With this, the options I intended to use were vanilla in color. Basic in all schemes, with a tint of extreme anger pushing at my dead-end dilemma, I remained diligent, straight to the course with my actions. In time, I would play all my cards, but not yet. I still wanted to smooth out a few of the rough edges. I wanted to add to my own collection of proof before I turned on the filter and caught the crap floating in the sink.

Earlier I had received information from the Police Department in Pompano Beach County. The officer who had called back mentioned over the phone that the car used had been found, that, yes, someone had pushed the Audi with Buddy in it off the pier and into the canal. This much I had already figured out on my own.

The information was left on my answering machine in the room where I was staying, and I had listened to it not long after getting back from my evening with Charlie and Jenny.

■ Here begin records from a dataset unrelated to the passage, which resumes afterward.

PR #1071, opened 2023-08-18
SIMSBIOHUB - 241 + 242 + 253 - Critter / Observation / Deployment / Survey Stratum tables

MacDeluca:
## Links to Jira Tickets

- [https://apps.nrs.gov.bc.ca/int/jira/browse/SIMSBIOHUB-241](url)

## Description of Changes

- New critter table
- New observation table
- New deployment table
- New survey_stratum table
- New trigger for monitoring total critter count to be less than observation total count

## Testing Notes 
- Included simple test sql script on ticket 241
[https://apps.nrs.gov.bc.ca/int/jira/browse/SIMSBIOHUB-241](url)
- Only allowed to add as many critters per observation_id as the total_count
- Unique index on critterbase_critter_id (this id is a external Critterbase critter_id)
-

### DIFF
--- a/database/src/migrations/20230817000000_critter_observation_deployment_tables.ts
+++ b/database/src/migrations/20230817000000_critter_observation_deployment_tables.ts
@@ -71,7 +71,7 @@ export async function up(knex: Knex): Promise<void> {
   COMMENT ON COLUMN critter.revision_count           IS 'Revision count used for concurrency control.';
   COMMENT ON TABLE  critter                          IS 'Information about individual animals associated to specific observations.';
 
-  -- Add foreign key constraint from child table to parent table on <column_name_2>
+  -- Add foreign key constraint from child table to parent table on observation_id
   ALTER TABLE critter ADD CONSTRAINT critter_fk1
     FOREIGN KEY (observation_id)
     REFERENCES observation(observation_id);
@@ -82,6 +82,44 @@ export async function up(knex: Knex): Promise<void> {
   -- Create audit and journal triggers
   create trigger audit_critter before insert or update or delete on critter for each row execute procedure tr_audit_trigger();
   create trigger journal_critter after insert or update or delete on critter for each row execute procedure tr_journal_trigger();
+
+  ----------------------------------------------------------------------------------------
+  -- Create Deployment table
+  ----------------------------------------------------------------------------------------
+
+  CREATE TABLE deployment(
+    deployment_id            integer           GENERATED ALWAYS AS IDENTITY (START WITH 1 INCREMENT BY 1),
+    critter_id               integer           NOT NULL,
+    bctw_deployment_id       uuid              NOT NULL,
+    create_date              timestamptz(6)    DEFAULT now() NOT NULL,
+    create_user              integer           NOT NULL,
+    update_date              timestamptz(6),
+    update_user              integer,
+    revision_count           integer           DEFAULT 0 NOT NULL,
+    CONSTRAINT deployment_pk PRIMARY KEY (deployment_id)
+  );
+
+  COMMENT ON COLUMN deployment.deployment_id            IS 'System generated surrogate primary key identifier.';
+  COMMENT ON COLUMN deployment.critter_id              IS 'The id of the critter. Internal Sims id.';
+  COMMENT ON COLUMN deployment.bctw_deployment_id       IS 'The external system id of a BCTW deployment / collar->animal assignment.';
+  COMMENT ON COLUMN deployment.create_date              IS 'The datetime the record was created.';
+  COMMENT ON COLUMN deployment.create_user              IS 'The id of the user who created the record as identified in the system user table.';
+  COMMENT ON COLUMN deployment.update_date              IS 'The datetime the record was updated.';
+  COMMENT ON COLUMN deployment.update_user              IS 'The id of the user who updated the record as identified in the system user table.';
+  COMMENT ON COLUMN deployment.revision_count          IS 'Revision count used for concurrency control.';
+  COMMENT ON TABLE  deployment                          IS 'Information about individual critters associated to specific bctw deployments.';
+
+  -- Add foreign key constraint from child table to parent table on critter_id
+  ALTER TABLE deployment ADD CONSTRAINT deployment_fk1
+    FOREIGN KEY (critter_id)
+    REFERENCES critter(critter_id);
+
+  -- Add unique constraint
+  CREATE UNIQUE INDEX deployment_uk1 ON deployment(critter_id, bctw_deployment_id);
+
+  -- Create audit and journal triggers
+  create trigger audit_critter before insert or update or delete on deployment for each row execute procedure tr_audit_trigger();
+  create trigger journal_critter after insert or update or delete on deployment for each row execute procedure tr_journal_trigger();
 
 
   ----------------------------------------------------------------------------------------
@@ -136,6 +174,7 @@ export async function up(knex: Knex): Promise<void> {
 
   create or replace view observation as select * from biohub.observation;
   create or replace view critter as select * from biohub.critter;
+  create or replace view deployment as select * from biohub.deployment;
   `);
 }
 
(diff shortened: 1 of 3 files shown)


database/src/migrations/20230817000000_critter_observation_deployment_tables.ts
```diff
@@ -0,0 +1,184 @@
...
+  ----------------------------------------------------------------------------------------
+  -- Create Observation Table
+  ----------------------------------------------------------------------------------------
+
+  set search_path=biohub;
+
+  CREATE TABLE observation(
+    observation_id           integer           GENERATED ALWAYS AS IDENTITY (START WITH 1 INCREMENT BY 1),
+    survey_id                integer           NOT NULL,
+    total_count   	         integer			     NOT NULL CHECK(total_count > 0),
```
NickPhura, line 23: Nice check 👍

database/src/migrations/20230817000000_critter_observation_deployment_tables.ts
```diff
@@ -0,0 +1,184 @@
...
+  COMMENT ON COLUMN critter.revision_count           IS 'Revision count used for concurrency control.';
+  COMMENT ON TABLE  critter                          IS 'Information about individual animals associated to specific observations.';
+
+  -- Add foreign key constraint from child table to parent table on observation_id
+  ALTER TABLE critter ADD CONSTRAINT critter_fk1
+    FOREIGN KEY (observation_id)
+    REFERENCES observation(observation_id);
+
+  -- Add unique constraint
+  CREATE UNIQUE INDEX critter_uk1 ON critter(critterbase_critter_id);
```
NickPhura: I think we don't want this index to be unique. Over time, multiple surveys/observations could observe the same critter.

database/src/migrations/20230817000000_critter_observation_deployment_tables.ts
```diff
@@ -0,0 +1,184 @@
...
+  COMMENT ON COLUMN critter.create_date              IS 'The datetime the record was created.';
+  COMMENT ON COLUMN critter.create_user              IS 'The id of the user who created the record as identified in the system user table.';
+  COMMENT ON COLUMN critter.update_date              IS 'The datetime the record was updated.';
+  COMMENT ON COLUMN critter.update_user              IS 'The id of the user who updated the record as identified in the system user table.';
+  COMMENT ON COLUMN critter.revision_count           IS 'Revision count used for concurrency control.';
+  COMMENT ON TABLE  critter                          IS 'Information about individual animals associated to specific observations.';
+
+  -- Add foreign key constraint from child table to parent table on observation_id
+  ALTER TABLE critter ADD CONSTRAINT critter_fk1
+    FOREIGN KEY (observation_id)
```
NickPhura, line 77: We should add an index for `observation_id`. 

Another funny thing about postgres, is that foreign keys dont come with indexes automatically like they do in other sql languages, so every time we add a foreign key, we also need to add an index.

database/src/migrations/20230817000000_critter_observation_deployment_tables.ts
```diff
@@ -0,0 +1,184 @@
...
+  COMMENT ON COLUMN deployment.create_date              IS 'The datetime the record was created.';
+  COMMENT ON COLUMN deployment.create_user              IS 'The id of the user who created the record as identified in the system user table.';
+  COMMENT ON COLUMN deployment.update_date              IS 'The datetime the record was updated.';
+  COMMENT ON COLUMN deployment.update_user              IS 'The id of the user who updated the record as identified in the system user table.';
+  COMMENT ON COLUMN deployment.revision_count          IS 'Revision count used for concurrency control.';
+  COMMENT ON TABLE  deployment                          IS 'Information about individual critters associated to specific bctw deployments.';
+
+  -- Add foreign key constraint from child table to parent table on critter_id
+  ALTER TABLE deployment ADD CONSTRAINT deployment_fk1
+    FOREIGN KEY (critter_id)
```
NickPhura, line 118: For the same foreign key reasons above, lets add an index for `critter_id`

database/src/migrations/20230817000000_critter_observation_deployment_tables.ts
```diff
@@ -0,0 +1,184 @@
...
+    -- Person           Date        Comments
+    -- ---------------- ----------- --------------------------------------
+    -- mac.deluca@quartech.com
+    --                  2023-17-08  initial release
+    -- *******************************************************************
+    DECLARE
+      num_critters integer := (SELECT count(*) FROM critter WHERE critter.observation_id = NEW.observation_id);
+      observation_total_count integer := (SELECT total_count FROM observation WHERE observation.observation_id = NEW.observation_id);
+    BEGIN
+      IF (num_critters >= observation_total_count) THEN
```
NickPhura: Should this be greater than (rather than greater or equal)?

database/src/migrations/20230817000000_critter_observation_deployment_tables.ts
NickPhura: Random thought: It does remind me of the existence of non-observation observations (ie: I specifically am recording the absence of an animal). But I think that is its own separate issue to tackle elsewhere/later, and isn't the same as a count of 0 anyways.

database/src/migrations/20230817000000_critter_observation_deployment_tables.ts
NickPhura: I think we do want a unique index on `observation_id + critterbase_critter_id` though. Since it wouldn't make sense for the same observation to observe the same animal more than once.

database/src/migrations/20230817000000_critter_observation_deployment_tables.ts
```diff
@@ -0,0 +1,184 @@
...
+
+  -- Create audit and journal triggers
+  create trigger audit_critter before insert or update or delete on critter for each row execute procedure tr_audit_trigger();
+  create trigger journal_critter after insert or update or delete on critter for each row execute procedure tr_journal_trigger();
+
+  ----------------------------------------------------------------------------------------
+  -- Create Deployment table
+  ----------------------------------------------------------------------------------------
+
+  CREATE TABLE deployment(
```
NickPhura, line 94: Does this table need to track devices over time?

Not clear in my head if that is something sims should track, or if that is BCTW's responsibility which it already does.
Probably also relates back to that talk around whether or not its important to track which survey added a collar vs removed it, etc. So maybe for now we just don't worry about it until that is decided on.

database/src/migrations/20230817000000_critter_observation_deployment_tables.ts
MacDeluca: I have the trigger firing on before insert. So the count of critters would be the table before the new record is added.

MacDeluca: Do we want the trigger to fire on update aswell or just insert?

database/src/migrations/20230817000000_critter_observation_deployment_tables.ts
MacDeluca: Yea im not too sure. I think currently it needs to track the critter and the deployment. We will let BCTW manage all the collar information and deployment dates etc.

Still looking into the solution for tracking the survey for deployments and captures.

database/src/migrations/20230817000000_critter_observation_deployment_tables.ts
MacDeluca: added

database/src/migrations/20230817000000_critter_observation_deployment_tables.ts
MacDeluca: added

database/src/migrations/20230817000000_critter_observation_deployment_tables.ts
MacDeluca: added

database/src/migrations/20230817000000_critter_observation_deployment_tables.ts
MacDeluca: Updated this to not fire on update. (It was throwing an error on update if the total count === critter count)

NickPhura (approved):
👍

al-rosenthal (approved):
☄️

The car used as a bulldozer to push Buddy in into the water was a 1972 Ford LTD Crown Royale, dark two-tone metallic blue in color. The owner of the vehicle was a man named Russell Metszer. He was a twice-convicted drug dealer in the intercity area of Fort Lauderdale. Apparently he had ties to all kinds of criminal activity in Florida.

“Local trash,” the message stated.

Russell had apparently been killed by whoever had stolen his car and used it to push the Audi into the canal. By now, I had enough proof that it was Patrick and Owen.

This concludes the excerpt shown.